After MedStar approached the city with the request for $6 million, Washington worked with MedStar, the fire department and the budget office to lower the amount to the $4.2 million that’s now in the proposed budget.

Washington said the reduced figure came from “very specific calculation and discussion,” and was based on the amount of reserve funds MedStar was having to spend each month, $350,000, multiplied by 12.

“We have a duty to our taxpayers and our elected officials to ensure that what we’re bringing forward we can defend,” she said. “And that was where we landed and felt that we had something defensible that we could talk to our elected officials about.”

Washington said there has also been conversation with the other cities MedStar services to help with the transitional funding.
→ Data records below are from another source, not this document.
PR #4724, opened 2020-04-21
[PaxosLog] Sqlite implementation without namespaces

gmaretic:
**Goals (and why)**:
This is the basic psqlite implementation, without namespacing which will be added in a subsequent PR.

Relatively straightforward, although there is some magic with how the result sets are interpreted when there are no results

Unit tests using in memory implementation

I think it's fine

Tests?

Now

### DIFF
--- a/leader-election-impl/src/main/java/com/palantir/paxos/SqliteConnections.java
+++ b/leader-election-impl/src/main/java/com/palantir/paxos/SqliteConnections.java
@@ -21,13 +21,11 @@ import java.sql.DriverManager;
 import java.sql.SQLException;
 import java.util.function.Supplier;
 
-import com.google.common.base.Suppliers;
-
 /**
  * This class is responsible for creating Sqlite connections to an instance.
  * There should be one instance per timelock.
  */
-public class SqliteConnections {
+public final class SqliteConnections {
     private SqliteConnections() {
         // no
     }
--- a/leader-election-impl/src/main/java/com/palantir/paxos/SqliteConnections.java
+++ b/leader-election-impl/src/main/java/com/palantir/paxos/SqliteConnections.java
@@ -27,17 +27,16 @@ import com.google.common.base.Suppliers;
  * This class is responsible for creating Sqlite connections to an instance.
  * There should be one instance per timelock.
  */
-public class Sqlites {
-    private Sqlites() {
+public class SqliteConnections {
+    private SqliteConnections() {
         // no
     }
 
-    public static Supplier<Connection> createDatabaseForTests() {
-        Supplier<Connection> memoized = Suppliers.memoize(createSqliteDatabase(":memory:")::get);
-        return memoized;
+    public static Supplier<Connection> createDatabaseForTest() {
+        return createSqliteDatabase(":memory:");
     }
 
-    public static Supplier<Connection> createSqliteDatabase(String path) {
+    private static Supplier<Connection> createSqliteDatabase(String path) {
         String target = String.format("jdbc:sqlite:%s", path);
         return () -> {
             try {
--- a/leader-election-impl/src/main/java/com/palantir/paxos/SqlitePaxosStateLog.java
+++ b/leader-election-impl/src/main/java/com/palantir/paxos/SqlitePaxosStateLog.java
@@ -16,12 +16,15 @@
 
 package com.palantir.paxos;
 
+import java.io.IOException;
 import java.math.BigInteger;
 import java.sql.Connection;
+import java.sql.PreparedStatement;
 import java.sql.ResultSet;
 import java.sql.SQLException;
 import java.util.function.Supplier;
 
+import com.google.common.io.ByteStreams;
 import com.palantir.common.persist.Persistable;
 import com.palantir.exception.PalantirSqlException;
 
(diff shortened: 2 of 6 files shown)


leader-election-impl/src/main/java/com/palantir/paxos/SqliteConnections.java
```diff
@@ -0,0 +1,49 @@
...
+import java.sql.Connection;
+import java.sql.DriverManager;
+import java.sql.SQLException;
+import java.util.function.Supplier;
+
+import com.google.common.base.Suppliers;
+
+/**
+ * This class is responsible for creating Sqlite connections to an instance.
+ * There should be one instance per timelock.
```
jeremyk-91, line 28: Not now, and we'll change this: should we *enforce* this?

leader-election-impl/src/test/java/com/palantir/paxos/SqlitePaxosStateLogTest.java
```diff
@@ -0,0 +1,105 @@
...
+
+import com.google.common.base.Suppliers;
+
+public class SqlitePaxosStateLogTest {
+    private PaxosStateLog<PaxosValue> stateLog;
+
+    @Before
+    public void setup() {
+        Supplier<Connection> connectionSupplier = Suppliers.memoize(SqliteConnections.createDatabaseForTest()::get);
+        stateLog =  SqlitePaxosStateLog.createInitialized(connectionSupplier);
```
jeremyk-91, line 37:
```suggestion
        stateLog = SqlitePaxosStateLog.createInitialized(connectionSupplier);
```

leader-election-impl/src/main/java/com/palantir/paxos/SqlitePaxosStateLog.java
```diff
@@ -0,0 +1,120 @@
...
+    }
+
+    public static <V extends Persistable & Versionable> PaxosStateLog<V> createInitialized(Supplier<Connection> conn) {
+        SqlitePaxosStateLog<V> log = new SqlitePaxosStateLog<>(conn);
+        log.initialize();
+        return log;
+    }
+
+    private void initialize() {
+        executeVoid("CREATE TABLE IF NOT EXISTS paxosLog (seq BIGINT, val BLOB, CONSTRAINT pk_dual PRIMARY KEY (seq))");
```
jeremyk-91, line 45: will be fixed in next PR: the constraint is funky

leader-election-impl/src/main/java/com/palantir/paxos/SqlitePaxosStateLog.java
```diff
@@ -0,0 +1,120 @@
...
+            preparedStatement.setBytes(2, round.persistToBytes());
+            preparedStatement.execute();
+        } catch (SQLException e) {
+            throw Throwables.rewrapAndThrowUncheckedException(e);
+        }
+    }
+
+    @Override
+    public byte[] readRound(long seq) {
+        return executeStatement(String.format("SELECT val FROM paxosLog WHERE seq = %s;", seq))
```
jeremyk-91, line 63:
```suggestion
        return executeStatement(String.format("SELECT val FROM paxosLog WHERE seq = %s", seq))
```

leader-election-impl/src/main/java/com/palantir/paxos/SqlitePaxosStateLog.java
```diff
@@ -0,0 +1,120 @@
...
+            preparedStatement.setBytes(2, round.persistToBytes());
+            preparedStatement.execute();
+        } catch (SQLException e) {
+            throw Throwables.rewrapAndThrowUncheckedException(e);
+        }
+    }
+
+    @Override
+    public byte[] readRound(long seq) {
+        return executeStatement(String.format("SELECT val FROM paxosLog WHERE seq = %s", seq))
```
j-baker, line 63: please can we use jooq here? Direct Java sql is kind of shitty...

j-baker: or JDBI - JDBI's pretty great.

j-baker: Explicitly, something like this:

```java
public interface UserDao {
    @SqlUpdate("CREATE TABLE user (id INTEGER PRIMARY KEY, name VARCHAR)")
    void createTable();

    @SqlUpdate("INSERT INTO user(id, name) VALUES (?, ?)")
    void insertPositional(int id, String name);

    @SqlUpdate("INSERT INTO user(id, name) VALUES (:id, :name)")
    void insertNamed(@Bind("id") int id, @Bind("name") String name);

    @SqlUpdate("INSERT INTO user(id, name) VALUES (:id, :name)")
    void insertBean(@BindBean User user);

    @SqlQuery("SELECT * FROM user ORDER BY name")
    @RegisterBeanMapper(User.class)
    List<User> listUsers();
}
```

leader-election-impl/src/main/java/com/palantir/paxos/SqlitePaxosStateLog.java
```diff
@@ -0,0 +1,120 @@
...
+
+    private void executeVoid(String statement) {
+        try {
+            connectionSupplier.get().prepareStatement(statement).execute();
+        } catch (SQLException e) {
+            throw Throwables.rewrapAndThrowUncheckedException(e);
+        }
+    }
+
+    private Optional<ResultSet> executeStatement(String statement) {
```
j-baker, line 95: Connection is closeable :)

j-baker: JDBI handles that for you :)

leader-election-impl/src/main/java/com/palantir/paxos/SqlitePaxosStateLog.java
```diff
@@ -0,0 +1,120 @@
...
+    @Override
+    public byte[] readRound(long seq) {
+        return executeStatement(String.format("SELECT val FROM paxosLog WHERE seq = %s", seq))
+                .map(SqlitePaxosStateLog::getByteArrayUnchecked)
+                .orElse(null);
+    }
+
+    @Override
+    public long getLeastLogEntry() {
+        return executeStatement("SELECT MIN(seq) FROM paxosLog")
```
jkozlowski, line 70: Do we not need an index?

leader-election-impl/src/main/java/com/palantir/paxos/SqlitePaxosStateLog.java
```diff
@@ -0,0 +1,120 @@
...
+import java.util.function.Supplier;
+
+import com.google.common.io.ByteStreams;
+import com.palantir.common.base.Throwables;
+import com.palantir.common.persist.Persistable;
+
+public final class SqlitePaxosStateLog<V extends Persistable & Versionable> implements PaxosStateLog<V> {
+    private final Supplier<Connection> connectionSupplier;
+
+    private SqlitePaxosStateLog(Supplier<Connection> connectionSupplier) {
```
jkozlowski, line 34: Who closes the connection?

Any amount they contribute would reduce the amount Fort Worth would have to pay, Washington said, but it would not increase the $4.2 million.

The money for the transitional funding is in the non-departmental fund of the 2024 budget, Washington said. Even if it passes Tuesday’s vote, it would require another vote before the money could be turned over to MedStar.

“We would do an appropriation from what we call our non-departmental fund and that would be a separate mayor and council action,” Washington said.

Washington said city officials are still working through how and how often they would disburse the funds to MedStar.

“It definitely wouldn’t be a whole check, but maybe something on a monthly or quarterly basis where there would be, you know, a review of expenditures and revenues and kind of a reconciliation that would be done before we disbursed funds out,” she said.